# [Source information]
PR #322, opened 2021-06-23
Proper multistrain ifr

edknock:
IFR for a multistrain model was previously only calculating for the 1st strain, and weighting by expected infections by group and vaccine class. This now works for a multistrain model, and we weight by expected infections by group, strain and vaccine class.


R/carehomes_ifr_t.R
```diff
@@ -7,8 +7,8 @@
 ##' @param S A (n groups x n vaccine classes) x steps matrix of
 ##'   "S" compartment counts
 ##'
-##' @param I_weighted A (n groups x n vaccine classes) x steps matrix of
-##'   "I_weighted" compartment counts
+##' @param I_weighted A (n groups x n strains x n vaccine classes) x steps
```
richfitz, line 10: looks like this is still accepted without the strain dimension? Also change matrix -> array

richfitz (commented):
I can't comment on this really. Nothing looks alarming in the code though!

DESCRIPTION
```diff
@@ -1,6 +1,6 @@
 Package: sircovid
 Title: SIR Model for COVID-19
-Version: 0.11.14
+Version: 0.11.15
```
annecori, line 3: please can you add to the NEWS file as well? thx

R/carehomes_ifr_t.R
```diff
@@ -76,89 +97,120 @@ carehomes_ifr_t <- function(step, S, I_weighted, p, type = NULL) {
...
+      ## probability of infection by group and vaccine class
+      prob_infection <- (1 - exp(-p$dt * foi))
+      ## expected infections by group and vaccine class
+      expected_infections <- S[, t] * prob_infection
+    } else {
+      ## need to sum over metastrains
+      II <- array(I_weighted[, t], c(n_groups, n_strains, n_vacc_classes))
+      II[, 1, ] <- II[, 1, ] + II[, 4, ]
+      II[, 2, ] <- II[, 2, ] + II[, 3, ]
+      II <- II[, -c(3, 4), , drop = FALSE]
```
annecori, line 134: could/should we add a check that n_strains is indeed 4 and n_real_strain indeed 2 here otherwise may run into issues with all these hard coded numbers?

DESCRIPTION
richfitz: This will need to be .16 now sorry :(

R/carehomes_ifr_t.R
edknock: It's still a matrix, before the 1st dim was of length (n groups x n vaccine class), now it is (n groups x n strains x n vaccine classes)

R/carehomes_ifr_t.R
edknock: Added a check! n_strains = 4 is basically hardcoded into the multistrain version of the model too. But good idea, add this in so we know this needs changing if the multistrain part changes again

annecori (approved):

PR #2, opened 2019-06-14
Add spec attributes

baijum:


pkg/apis/apps/v1alpha1/servicebinding_types.go
```diff
@@ -4,21 +4,21 @@ import (
...
-// EDIT THIS FILE!  THIS IS SCAFFOLDING FOR YOU TO OWN!
 // NOTE: json tags are required.  Any new fields you add must have json tags for the fields to be serialized.
 
 // ServiceBindingSpec defines the desired state of ServiceBinding
 // +k8s:openapi-gen=true
 type ServiceBindingSpec struct {
-	// INSERT ADDITIONAL SPEC FIELDS - desired state of cluster
 	// Important: Run "operator-sdk generate k8s" to regenerate code after modifying this file
 	// Add custom validation using kubebuilder tags: https://book.kubebuilder.io/beyond_basics/generating_crd.html
+	CSVName          string `json:"csvName"`
```
baijum: The name will be something like this: `postgresql-operator.v0.1.0` (For more examples run `kubectl get csv --all-namespaces` in your OpenShift 4 cluster). You may also look at CSV files in this repo: https://github.com/operator-framework/community-operators

pkg/apis/apps/v1alpha1/servicebinding_types.go
```diff
@@ -4,21 +4,21 @@ import (
...
+	CSVNamespace     string `json:"csvNamespace"`
+	ApplicationLabel string `json:"ApplicationLabel"`
```
baijum: Do we need multiple labels? I mean should we make it `[]string` as type here?

Avni-Sharma: shall we make ApplicationLabel as applicationLabel, just to maintain the consistency like csvNamespace and csvName?

baijum: @Avni-Sharma Yes, I will change that. Thanks!

Avni-Sharma: We just want to bind to a backing service right. (No message queue or cache, I suppose). If it's only a db then I guess one label should suffice.

pkg/apis/apps/v1alpha1/servicebinding_types.go
baijum: How about using `BackingOperatorName`? Which one would be in-abmiguous?

DhritiShikhar: `CSVName` is ok I guess

baijum: CSV is the meta data for the operator. So, the CSVname is pointing to the operator name including the version number.

baijum:
Based on the discussion in the Slack, the CRD will be renamed to `ServiceBindingRequest`. I will do it in a separate PR.

pkg/apis/apps/v1alpha1/servicebinding_types.go
baijum: What if there are multiple applications? Create separate CRs?

baijum: After some thinking, I realize it's better to create separate CRs for different applications. Otherwise deployments will be re-deployed across for all labels.

baijum: Multiple labels can be used to qualify service binding request to narrow down the scope and target a specific application development. This is the reason why there are multiple labels for label selectors in Kubernetes. I think we can follow the same approach. For example:
```
connects-to: postgres
environment: production
```
Another could be like this:
```
connects-to: postgres
environment: stage
```

baijum: https://kubernetes.io/docs/concepts/overview/working-with-objects/labels/#label-selectors

baijum: How about something like this:
```
applicationSelector:
  matchLabels:
    connects-to: postgres
    environment: stage
```

baijum: How about introducing resource "kind" also in the application selector?

For Development kind:
```
applicationSelector:
  matchLabels:
    connects-to: postgres
    environment: stage
  kind: Deployment
```

For StatefulSet kind:
```
applicationSelector:
  matchLabels:
    connects-to: postgres
    environment: stage
  kind: StatefulSet
```

baijum: Instead of `kind`, probably we could qualify it further with a prefix like this: `resourceKind`. Or is it too verbose? ;-)

Avni-Sharma: I think so that resourceKind would cause less confusion because kind would be already there. Wdyt @baijum ?

baijum: Done. 71aec326ad6ab64d910eec26628b29e7e4826a4b

pkg/apis/apps/v1alpha1/servicebinding_types.go
baijum: Done. 71aec326ad6ab64d910eec26628b29e7e4826a4b

baijum:
> Based on the discussion in the Slack, the CRD will be renamed to `ServiceBindingRequest`. I will do it in a separate PR.

Renamed.

baijum:
@DhritiShikhar @Avni-Sharma @sbose78 
I want to start work on the controller. But this PR need to be merged before that. So, please take a look again.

# [Your assignment]
Copy every record above out again, word for word.

# [Task solution]
PR #322, opened 2021-06-23
Proper multistrain ifr

edknock:
IFR for a multistrain model was previously only calculating for the 1st strain, and weighting by expected infections by group and vaccine class. This now works for a multistrain model, and we weight by expected infections by group, strain and vaccine class.


R/carehomes_ifr_t.R
```diff
@@ -7,8 +7,8 @@
 ##' @param S A (n groups x n vaccine classes) x steps matrix of
 ##'   "S" compartment counts
 ##'
-##' @param I_weighted A (n groups x n vaccine classes) x steps matrix of
-##'   "I_weighted" compartment counts
+##' @param I_weighted A (n groups x n strains x n vaccine classes) x steps
```
richfitz, line 10: looks like this is still accepted without the strain dimension? Also change matrix -> array

richfitz (commented):
I can't comment on this really. Nothing looks alarming in the code though!

DESCRIPTION
```diff
@@ -1,6 +1,6 @@
 Package: sircovid
 Title: SIR Model for COVID-19
-Version: 0.11.14
+Version: 0.11.15
```
annecori, line 3: please can you add to the NEWS file as well? thx

R/carehomes_ifr_t.R
```diff
@@ -76,89 +97,120 @@ carehomes_ifr_t <- function(step, S, I_weighted, p, type = NULL) {
...
+      ## probability of infection by group and vaccine class
+      prob_infection <- (1 - exp(-p$dt * foi))
+      ## expected infections by group and vaccine class
+      expected_infections <- S[, t] * prob_infection
+    } else {
+      ## need to sum over metastrains
+      II <- array(I_weighted[, t], c(n_groups, n_strains, n_vacc_classes))
+      II[, 1, ] <- II[, 1, ] + II[, 4, ]
+      II[, 2, ] <- II[, 2, ] + II[, 3, ]
+      II <- II[, -c(3, 4), , drop = FALSE]
```
annecori, line 134: could/should we add a check that n_strains is indeed 4 and n_real_strain indeed 2 here otherwise may run into issues with all these hard coded numbers?

DESCRIPTION
richfitz: This will need to be .16 now sorry :(

R/carehomes_ifr_t.R
edknock: It's still a matrix, before the 1st dim was of length (n groups x n vaccine class), now it is (n groups x n strains x n vaccine classes)

R/carehomes_ifr_t.R
edknock: Added a check! n_strains = 4 is basically hardcoded into the multistrain version of the model too. But good idea, add this in so we know this needs changing if the multistrain part changes again

annecori (approved):

PR #2, opened 2019-06-14
Add spec attributes

baijum:


pkg/apis/apps/v1alpha1/servicebinding_types.go
```diff
@@ -4,21 +4,21 @@ import (
...
-// EDIT THIS FILE!  THIS IS SCAFFOLDING FOR YOU TO OWN!
 // NOTE: json tags are required.  Any new fields you add must have json tags for the fields to be serialized.
 
 // ServiceBindingSpec defines the desired state of ServiceBinding
 // +k8s:openapi-gen=true
 type ServiceBindingSpec struct {
-	// INSERT ADDITIONAL SPEC FIELDS - desired state of cluster
 	// Important: Run "operator-sdk generate k8s" to regenerate code after modifying this file
 	// Add custom validation using kubebuilder tags: https://book.kubebuilder.io/beyond_basics/generating_crd.html
+	CSVName          string `json:"csvName"`
```
baijum: The name will be something like this: `postgresql-operator.v0.1.0` (For more examples run `kubectl get csv --all-namespaces` in your OpenShift 4 cluster). You may also look at CSV files in this repo: https://github.com/operator-framework/community-operators

pkg/apis/apps/v1alpha1/servicebinding_types.go
```diff
@@ -4,21 +4,21 @@ import (
...
+	CSVNamespace     string `json:"csvNamespace"`
+	ApplicationLabel string `json:"ApplicationLabel"`
```
baijum: Do we need multiple labels? I mean should we make it `[]string` as type here?

Avni-Sharma: shall we make ApplicationLabel as applicationLabel, just to maintain the consistency like csvNamespace and csvName?

baijum: @Avni-Sharma Yes, I will change that. Thanks!

Avni-Sharma: We just want to bind to a backing service right. (No message queue or cache, I suppose). If it's only a db then I guess one label should suffice.

pkg/apis/apps/v1alpha1/servicebinding_types.go
baijum: How about using `BackingOperatorName`? Which one would be in-abmiguous?

DhritiShikhar: `CSVName` is ok I guess

baijum: CSV is the meta data for the operator. So, the CSVname is pointing to the operator name including the version number.

baijum:
Based on the discussion in the Slack, the CRD will be renamed to `ServiceBindingRequest`. I will do it in a separate PR.

pkg/apis/apps/v1alpha1/servicebinding_types.go
baijum: What if there are multiple applications? Create separate CRs?

baijum: After some thinking, I realize it's better to create separate CRs for different applications. Otherwise deployments will be re-deployed across for all labels.

baijum: Multiple labels can be used to qualify service binding request to narrow down the scope and target a specific application development. This is the reason why there are multiple labels for label selectors in Kubernetes. I think we can follow the same approach. For example:
```
connects-to: postgres
environment: production
```
Another could be like this:
```
connects-to: postgres
environment: stage
```

baijum: https://kubernetes.io/docs/concepts/overview/working-with-objects/labels/#label-selectors

baijum: How about something like this:
```
applicationSelector:
  matchLabels:
    connects-to: postgres
    environment: stage
```

baijum: How about introducing resource "kind" also in the application selector?

For Development kind:
```
applicationSelector:
  matchLabels:
    connects-to: postgres
    environment: stage
  kind: Deployment
```

For StatefulSet kind:
```
applicationSelector:
  matchLabels:
    connects-to: postgres
    environment: stage
  kind: StatefulSet
```

baijum: Instead of `kind`, probably we could qualify it further with a prefix like this: `resourceKind`. Or is it too verbose? ;-)

Avni-Sharma: I think so that resourceKind would cause less confusion because kind would be already there. Wdyt @baijum ?

baijum: Done. 71aec326ad6ab64d910eec26628b29e7e4826a4b

pkg/apis/apps/v1alpha1/servicebinding_types.go
baijum: Done. 71aec326ad6ab64d910eec26628b29e7e4826a4b

baijum:
> Based on the discussion in the Slack, the CRD will be renamed to `ServiceBindingRequest`. I will do it in a separate PR.

Renamed.

baijum:
@DhritiShikhar @Avni-Sharma @sbose78 
I want to start work on the controller. But this PR need to be merged before that. So, please take a look again.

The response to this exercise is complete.